EXERCISE INPUTS: Begin

Issue #8677, opened 2023-08-15
Stop writing analytics events to Segment


tghanken:
As a final migration step, stop writing all events to Segment on both the client and server.

### Acceptance Criteria (optional)
- Disable client Segment events
- Disable server Segment events

PR #8699, opened 2023-08-18
chore(analytics): Route analytics identify calls through analytics.ts

### LINKED ISSUE #8680: Move analytics identify calls to analytics.ts
Move the analytics `identify()` function to analytics.ts, and identify to Segment and Amplitude in parallel.

- Add identify() function to analytics.ts
- Write identify events to Segment
- Write identify events to Amplitude

tghanken:
# Description

Fixes #8680.  As part of our migration to Amplitude for analytics, this PR centralizes all `identify()` calls in analytics.ts instead of calling `segmentIo` directly, and makes `identify()` calls to Segment and Amplitude in parallel.  Segment writes will later be removed when we address #8677.

## Testing scenarios

- Get the development environment Amplitude write key from [here](https://app.amplitude.com/data/parabol/Parabol%20Production/sources/development) and save as the env var `AMPLITUDE_WRITE_KEY`
- Open any page and verify that the `Connect Websocket` event fires in both:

EXERCISE INPUTS: End

TASK REQUIREMENTS —
When a line contains the string "Disable", copy it from the records.

OUTPUT OF THE EXERCISE —
- Disable client Segment events
- Disable server Segment events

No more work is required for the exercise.